PR #118, opened 2024-10-17
fix(inclusion): fix integer overflow+inefficient Round*PowerOfTwo

### LINKED ISSUE #117: inclusion, all: RoundDownPowerOfTwo and RoundUpPowerOfTwo are very inefficient and can cause running out of RAM due to an integer overflow
### Summary of Bug

While on a 3AM audit and vulnerability hunt, I noticed that Round*PowerOfTwo are heavily used within celestia's ecosytem by use of BlobMinSquareSize and SubTreeWidth.

If we examine the code for RoundUpPowerOfTwo, we can see this pattern https://github.com/celestiaorg/go-square/blob/8e9b275b5c6db9d82180ef2af01171fe12859d74/inclusion/blob_share_commitment_rules.go#L52-L59

which when read basically creates a value then per step of exponentiating 2 by 2 multiple times eventually will bump into a value less than the input, trying to get to that power of 2 in steps shall take a max of 64 loop iterations but sadly in that code there is an integer overflow when you pass in a signed integer `int*` due to this check
```go
        var result I = 1 
 	for result < input { 
 		result <<= 1 
 	} 
```
so when you have for example input=1<<64 - 1; that code starts with result=1 and in each step result is bit shifted to the left which is exponentiation for 2; but when we hit 1<<63; that value is still less than 1<<63 and in the next loop becomes 1<<64 and oops, maInt = 1<<64 - 1 hence that value overflows and becomes negative :-( -9223372036854775808 so that loop then continues and now the negative value when multiplied by 2 again warps around back to 0 but hey 0 << 1 == 0 and that loop iterates until you run out of RAM or your system kills it

## Remedy
We can make that code so much more efficient and not suspectible to any integer overflows using knowledge from bit shifting and fiddling by noticing a key component:
* a power of 2 has a single bit set in it e.g. 01000000 or 0000010 and if you subtracted by 1 any value with a bit mask of >= 0b10, the prior bit will be then 0b01 and fill the lower bits with 1 so for example 0b10000 - 0b01 = 0b01111 and from bit fiddling 0&1=0, 1&1=1 so the fast check for if a value is a power of 2 is simply if input&(input-1) == 0
* to find the next power of 2 for a non-power of 2, we just find the bit length and then left 1 by it so for example 6 = 0b110 which has 3 bits and 1<<3 = 0b1000 = 8 and for example 3 = 0b11 which has 2 bits and 1<<2 = 0b100 = 4 and that's why the logic works
* bits.Len64 uses a very efficient algorithm deBruijn with instrinsics, which I've attacked with no avail for these years and is well published of an algorithm for bit fiddlers and used in the Go standard library

```go
func RoundUpPowerOfTwo[I constraints.Integer](input I) I {
        if input <= 1 {
                return 1
        }
        if input&(input-1) == 0 {
                return input
        }
        return 1 << bits.Len64(uint64(input))
}

// RoundDownPowerOfTwo returns the next power of two less than or equal to input.
func RoundDownPowerOfTwo[I constraints.Integer](input I) (I, error) {
        if input <= 0 {
                return 0, fmt.Errorf("input %v must be positive", input)
        }
        if input&(input-1) == 0 {
                return input, nil
        }
        return 1 << (bits.Len64(uint64(input)) - 1), nil
}
```

which run in basically constant time and not susceptible to integer overflows and will always run in deterministic time and should actually have a positive impact on Celestia given that the callers for those functions are hot and the crux of Celestia

Kindly cc-ing @Wondertan @walldiss @liamsi @veorq

### Version

8e9b275b5c6db9d82180ef2af01171fe12859d74

### Steps to Reproduce

Run this code
```go
	RoundUpPowerOfTwo(math.MaxInt)
```

### For Admin Use

- [ ] Not duplicate issue
- [ ] Appropriate labels applied
- [ ] Appropriate contributors tagged
- [ ] Contributor assigned/self-assigned

odeke-em:
This code fixes an integer flow using finer bit twiddling and even makes it much more efficient to always run deterministically in O(1) time essentially and not O(k) where k=log2(input) due to the prior k iterations that then caused the overflow when result became > maxInt.

While here also added some benchmarks and more test cases.

Fixes #117

### DIFF
--- a/inclusion/blob_share_commitment_rules.go
+++ b/inclusion/blob_share_commitment_rules.go
@@ -3,6 +3,7 @@ package inclusion
 import (
 	"fmt"
 	"math"
+	"math/bits"
 
 	"golang.org/x/exp/constraints"
 )
@@ -50,11 +51,19 @@ func RoundUpByMultipleOf(cursor, v int) int {
 
 // RoundUpPowerOfTwo returns the next power of two greater than or equal to input.
 func RoundUpPowerOfTwo[I constraints.Integer](input I) I {
-	var result I = 1
-	for result < input {
-		result <<= 1
+	if input <= 1 {
+		return 1
 	}
-	return result
+	if input&(input-1) == 0 { // It is already a power of 2
+		return input
+	}
+	var powUp I = 1 << bits.Len64(uint64(input))
+	if powUp < input {
+		// An overflow occurred due to a very large size
+		// of input and we should return a positive power of 2.
+		powUp = 1
+	}
+	return powUp
 }
 
 // RoundDownPowerOfTwo returns the next power of two less than or equal to input.
@@ -62,11 +71,12 @@ func RoundDownPowerOfTwo[I constraints.Integer](input I) (I, error) {
 	if input <= 0 {
 		return 0, fmt.Errorf("input %v must be positive", input)
 	}
-	roundedUp := RoundUpPowerOfTwo(input)
-	if roundedUp == input {
-		return roundedUp, nil
+	if input&(input-1) == 0 { // It is already a power of 2
+		return input, nil
 	}
-	return roundedUp / 2, nil
+
+	// Return 1 << (numberOfBits-1)
+	return 1 << (bits.Len64(uint64(input)) - 1), nil
 }
 
 // BlobMinSquareSize returns the minimum square size that can contain shareCount
@@ -79,6 +89,9 @@ func BlobMinSquareSize(shareCount int) int {
 // commitment over a given blob. The input should be the total number of shares
 // used by that blob. See ADR-013.
 func SubTreeWidth(shareCount, subtreeRootThreshold int) int {
+	if subtreeRootThreshold <= 0 {
+		return 1
+	}
 	// Per ADR-013, we use a predetermined threshold to determine width of sub
 	// trees used to create share commitments
 	s := (shareCount / subtreeRootThreshold)
--- a/inclusion/blob_share_commitment_rules_test.go
+++ b/inclusion/blob_share_commitment_rules_test.go
@@ -2,6 +2,7 @@ package inclusion_test
 
 import (
 	"fmt"
+	"math"
 	"testing"
 
 	"github.com/celestiaorg/go-square/v2/inclusion"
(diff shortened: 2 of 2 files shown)


inclusion/blob_share_commitment_rules.go
```diff
@@ -50,23 +51,32 @@ func RoundUpByMultipleOf(cursor, v int) int {
...
-	for result < input {
-		result <<= 1
+	if input <= 1 {
+		return 1
 	}
-	return result
+	if input&(input-1) == 0 { // It is already a power of 2
+		return input
+	}
+	var powUp I = 1 << bits.Len64(uint64(input))
```
rach-id, line 60: [Optional]
I would add a comment here explaining why this works

inclusion/blob_share_commitment_rules_test.go
```diff
@@ -326,86 +337,150 @@ func TestBlobMinSquareSize(t *testing.T) {
...
+	{
+		shareCount: defaultSubtreeRootThreshold - 1,
+		want:       1,
+	},
+	{
+		shareCount: defaultSubtreeRootThreshold * 2,
+		want:       2,
+	},
+	{
+		shareCount: (defaultSubtreeRootThreshold * 2) + 1,
```
rach-id, line 375: [Optional]
I would add something like:
```suggestion
		shareCount: (defaultSubtreeRootThreshold * 2) + 1, // 129
```
to avoid needing to calculate the numbers when reading the tests

rach-id (approved):
LGTM

inclusion/blob_share_commitment_rules_test.go
```diff
@@ -257,25 +258,35 @@ func TestRoundUpByMultipleOf(t *testing.T) {
...
+	{input: 4, want: 4},
+	{input: 5, want: 8},
+	{input: 8, want: 8},
+	{input: 11, want: 16},
+	{input: 511, want: 512},
+	{input: math.MaxInt32 - 1, want: 1 << 31},
+	{input: math.MaxInt32 + 1, want: 1 << 31},
+	{input: math.MaxInt32, want: 1 << 31},
+	{input: math.MaxInt >> 1, want: 1 << 62},
+	{input: math.MaxInt, want: 1},
```
rootulp, line 280: [blocking] this seems like unexpected behavior. I think we should return an error in this case

inclusion/blob_share_commitment_rules_test.go
```diff
@@ -257,25 +258,35 @@ func TestRoundUpByMultipleOf(t *testing.T) {
...
+}
```
rootulp, line 281: [blocking] these were previously defined inside the function `TestRoundUpPowerOfTwo`. Can you please move them back there so that their scope is confined to that function

inclusion/blob_share_commitment_rules_test.go
```diff
@@ -326,86 +337,150 @@ func TestBlobMinSquareSize(t *testing.T) {
...
+	},
+	{
+		shareCount: (defaultSubtreeRootThreshold * 5),
+		want:       8,
+	},
+	{
+		shareCount: (defaultSubtreeRootThreshold * defaultMaxSquareSize) - 1,
+		want:       128,
+	},
+}
```
rootulp, line 394: [blocking] please define `subtreeWidthTestCase` and `subtreeWidthTestCases` inside the function `TestSubTreeWidth` to confine their scope.

inclusion/blob_share_commitment_rules_test.go
```diff
@@ -326,86 +337,150 @@ func TestBlobMinSquareSize(t *testing.T) {
...
+	{input: 4, want: 4},
+	{input: 5, want: 4},
+	{input: 8, want: 8},
+	{input: 11, want: 8},
+	{input: 511, want: 256},
+	{input: math.MaxInt32 - 1, want: 1 << 30},
+	{input: math.MaxInt32, want: 1 << 30},
+	{input: math.MaxInt32 + 1, want: 1 << 31},
+	{input: math.MaxInt, want: 1 << 62},
+}
```
rootulp, line 475: Please define these inside `TestRoundDownPowerOfTwo`

inclusion/blob_share_commitment_rules_test.go
```diff
@@ -326,86 +337,150 @@ func TestBlobMinSquareSize(t *testing.T) {
...
 			assert.Equal(t, tc.want, got, i)
 		})
 	}
 }
 
-func TestRoundDownPowerOfTwo(t *testing.T) {
-	type testCase struct {
-		input int
-		want  int
+var sink any
```
rootulp, line 405: [question] should this be defined inside each Benchmark* test so that one benchmark does not impact another?

rootulp:
Closing b/c stale.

★ ★ ★ ★ ★

_Instructions to follow_
Repeat the material word for word from its opening line up to and including the line containing "### Summary of Bug".

_Response area_
PR #118, opened 2024-10-17
fix(inclusion): fix integer overflow+inefficient Round*PowerOfTwo

### LINKED ISSUE #117: inclusion, all: RoundDownPowerOfTwo and RoundUpPowerOfTwo are very inefficient and can cause running out of RAM due to an integer overflow
### Summary of Bug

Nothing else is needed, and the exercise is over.